1. $250 ($150 for the calling male, $100 for the unknown)
2. $300 (Tarlton line inters are imo much nicer, better colors and patterns)
3. $350 (Sens line imis are same as above, nicer patterns and colors)
4. $550 ($150 for the calling male, $100 for the unknowns)
5. $125 (unknown sex)
6. $400
7. $300 (not to easy to come by an adult pair of these that proven)

J


----------



## HunterB (Apr 28, 2009)

(1) 1.0.1 mint terribilis (definate calling male other has not called yet, two frogs were just seperated from a group of 6 sub adults) - $200
(2) 1.1 proven pair of Tarlton line intermedius (have produced good offspring) - $180
(3) 1.2 proven trio of Sens line imitators ( group has produced good offspring) - $350
(4) 1.0.4 yellow terribilis (sub adults, 1 positive male calling) - $500
(5) 0.0.1 orange terribilis (sub adult, no calling yet) - $75
(6) 2.3 proven green leg lamasi ( produced good offspring) - $380
(7) 1.1 proven pair of Saul yellowback tincs (produced good eggs but no froglets yet) - $350


----------



## ggazonas (May 11, 2008)

(1) 1.0.1 mint terribilis (definate calling male other has not called yet, two frogs were just seperated from a group of 6 sub adults) - $200
(2) 1.1 proven pair of Tarlton line intermedius (have produced good offspring) - $180
(3) 1.2 proven trio of Sens line imitators ( group has produced good offspring) - $275
(4) 1.0.4 yellow terribilis (sub adults, 1 positive male calling) - $550
(5) 0.0.1 orange terribilis (sub adult, no calling yet) - $75
(6) 2.3 proven green leg lamasi ( produced good offspring) - $300
(7) 1.1 proven pair of Saul yellowback tincs (produced good eggs but no froglets yet) - $300


----------



## joshsfrogs (May 6, 2004)

Interesting thread Jason. I think our frog rates are out of whack with Supply and Demand...there are a lot of frogs selling for less than they should be. For instance, how long does a sexed pair of anything last in the classifieds? Hours?



> (2) 1.1 proven pair of Tarlton line intermedius (have produced good offspring) - $180


Really!? I'd pay $250+...I sell the babies at $75 and they are paid for before they are old enough to ship in most cases.



> (6) 2.3 proven green leg lamasi ( produced good offspring)


The lamasi lines we have in the hobby will be gone in the future...morphs such as the green (and panguana) are seldom ever seen in the tank. I think it would be hard to find a buyer who knew what those frogs are like in captivity paying more than $200. I see the orange out and about most of the time, so they may stick around...the standards breed too infrequently to sustain themselves...



> 1.1 proven pair of Saul yellowback tincs (produced good eggs but no froglets yet)


Always good idea to ask questions in this case.
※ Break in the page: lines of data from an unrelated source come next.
PR #2521, opened 2023-07-21
UIU-2905 - User settings > Comment required: Disable editing for users with "Setting (Users): View all settings" permission

Terala-Priyanka:
## Purpose
User settings > Comment required: Disable editing for users with "Setting (Users): View all settings" permission

## Approach
Seems like "comments required" page contents/configuration doesn't exist by default. When the page loads for the first time, if the config is not available from GET call response, then the configuration is currently being posted from FE. 

Currently, I see an error popup, stating that a permission 'comment.item.post' is required, when logging in with a user who doesn't have "Settings (Users): Can edit if comment required" but has "Settings (Users): View all settings" permission.

Hence, updating the logic.

**NOTE:** A PR for this same ticket has already been approved and closed. These new changes address the bug observed while testing the changes on snapshot (after merge). Hence there is no need to update changelog.md in this case.

## Refs
https://issues.folio.org/browse/UIU-2905


OleksandrHladchenko1:
Update CHANGELOG.md, please

Terala-Priyanka:
> Update CHANGELOG.md, please

Hey @OleksandrHladchenko1 
I have mentioned the reason for not having the changelog updated. Please re-check the PR description - especially NOTE

UladzislauKutarkin (approved):

PR #2522, opened 2023-07-21
UI u 2902

Terala-Priyanka:


UladzislauKutarkin (approved):

vashjs (approved):

Terala-Priyanka:
@UladzislauKutarkin and @vashjs 
Thank you for your reviews.
I had reconsidered the changes to make them uniform as departments page.
Hence, used canCreate and actionSupressor props of ControlledVocab component rather than editable prop. 

There is not much difference in the result.
Sorry for the trouble.
Could you please re-review the changes?

vashjs (approved):
Please update changelog if required

UladzislauKutarkin (approved):

PR #2530, opened 2023-07-31
UIU-2903 - Add permission check to render copymodal in feefinesettings

Terala-Priyanka:
## Purpose
User settings > Manual Charges: Disable editing for users with "Setting (Users): View all settings" permission.
**NOTE:** This is an improvement PR on top of earlier one for the same ticket. and hence Changelog.md file is not being updated.

## Screenshots
Copy modal do not pop up after changing owner, when logged in with user who has view all user settings permissions.
msedge_2KHQghVQ0d

UlM05dYEyi

## Refs
https://issues.folio.org/browse/UIU-2903


src/settings/FeeFineSettings.js
```diff
@@ -317,13 +317,15 @@ class FeeFineSettings extends React.Component {
...
           hasEditOwnerPerm={hasEditOwnerPerm}
         />
-        <CopyModal
-          {...this.props}
-          openModal={this.state.showCopyDialog}
-          onCopyFeeFines={this.onCopyFeeFines}
-          onCloseModal={this.hideCopyDialog}
-          ownerList={filterOwners}
-        />
+        <IfPermission perm="feefines.item.post feefines.item.put">
```
artem-blazhko, line 320: Should we use a comma to split permission names?
```suggestion
        <IfPermission perm="feefines.item.post,feefines.item.put">
```

artem-blazhko (commented):
Could you add information to CHANGELOG file?

src/settings/FeeFineSettings.js
artem-blazhko, line 320: Should we use a comma to split permission names?
```suggestion
        <IfPermission perm="feefines.item.post,feefines.item.put">
```

Dmitriy-Litvinenko (approved):

artem-blazhko (approved):

PR #2538, opened 2023-08-11
UIU-2873: refactor permission set component and improve caching

alisher-epam:
## [UIU-2873](https://issues.folio.org/browse/UIU-2873) - Assign/unassign users from Permission set

**Purpose:** Due to `grantedTo` values being received from the parent component it caused some query caching issues. That's why, in order to fix those issues and reuse this component in consortium the refactor needed to be done.

**Approach:**
- Add `usePermissionSet` custom hook
- Pass `grantedToIds` to queryKey for better caching

https://github.com/folio-org/ui-users/assets/116072773/ddba2998-a8bd-4fc1-b628-51e6253cc3f7


mariia-aloshyna (approved):

alisher-epam:
@Terala-Priyanka I have tried with State before but it didn't work. I have explained the issue in the Root cause section in the PR description above. Basically, the users' list depends on `grantedTo` ids list. In the perviouse PR, I updated the grantedTo using state. It worked as expected for a while. Once, a user switches from one permission set to another, the `grantedTo` state is set to the initial grantedTo ids from `permissionSet` props. 
Here is the video describing the issue.


https://github.com/folio-org/ui-users/assets/116072773/0d2f3f77-7b2d-4a7e-a4db-ce293e5a62a2

Terala-Priyanka:
@alisher-epam 
When you tried to leverage useState hook, you have initiated state with props, that you could a potential root cause. I suspect that piece of code. Could you try to leverage useEffect hook in setting the state as and when the prop changes. Test and observe how the behavior. 

Initiating state with props is an anti-pattern in most of the cases in React.js. Ref - https://vhudyma-blog.eu/react-antipatterns-props-in-initial-state/#Better-Avoid-Props-In-Initial-State

alisher-epam:
@Terala-Priyanka Is it a suggestion or a request? In both cases, I haven't used state and I have removed since it was causing issues.

Terala-Priyanka:
const { grantedTo, id: permissionSetId, permissionName } = permissionsSet;
const [grantedToIds, setGrantedToIds] = useState(grantedTo);

This is the piece of code that I referred to.

PR #2556, opened 2023-09-15
UIU-2932: Add auto focus to textarea on staff and patron info modal

mkuklis:
https://issues.folio.org/browse/UIU-2932

Add auto focus to textarea on staff and patron info modal


MikeTaylor (approved):
Solution is way too complex.

:-)

PR #2566, opened 2023-10-05
UIU-2959 Accordion collapse/expand all shortcuts not working on Edit form.

JohnC-80:
## Purpose
In addition to the problem mentioned in the title, those particular handlers were coming up as `undefined` on closer inspection...

## Approach
Implemented some handlers using the centralized handler functions from stripes-components.

I needed to update the `yarn.lock` to pull in updated stripes-cli/stripes-webpack changes for handling icons.


Terala-Priyanka (approved):
Changes LGTM.
Do you think it is good to add couple of unit tests here (although expandAllSections and collapseAllSections must have been covered with tests in stripes-components) to increase the coverage number?

BogdanDenis (approved):

JohnC-80:
With `HasCommand` being mocked here, I'm not sure of the best way to test this, since the functionality of the few lines here all flow through that dependency. This is probably best for AQA team to cover in integration/cypress tests.

PR #2614, opened 2024-01-23
UIU-3029: Add patron notice print jobs to action menu

mkuklis:
https://issues.folio.org/browse/UIU-3029
https://issues.folio.org/browse/UIU-3030

Add patron notice print jobs to action menu and the appropriate permission sets.

menu

patron-notice-print-jobs


MikeTaylor (approved):
Same code as before, right?

mkuklis:
@MikeTaylor yes it's almost the same with some addition for permissions.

I bought a trio of truncs described as such...3 years before I had a healthy froglet...you run the risk that they will never produce good eggs or spending time getting them in shape to produce good offspring.



> subadult terribilis


Depends on how old they are...I'd say $100 for 8-10 month old terribilis (yellow or orange) is a steal.


----------



## Jason DeSantis (Feb 2, 2006)

joshsfrogs said:


> The lamasi lines we have in the hobby will be gone in the future...morphs such as the green (and panguana) are seldom ever seen in the tank. I think it would be hard to find a buyer who knew what those frogs are like in captivity paying more than $200. I see the orange out and about most of the time, so they may stick around...the standards breed too infrequently to sustain themselves...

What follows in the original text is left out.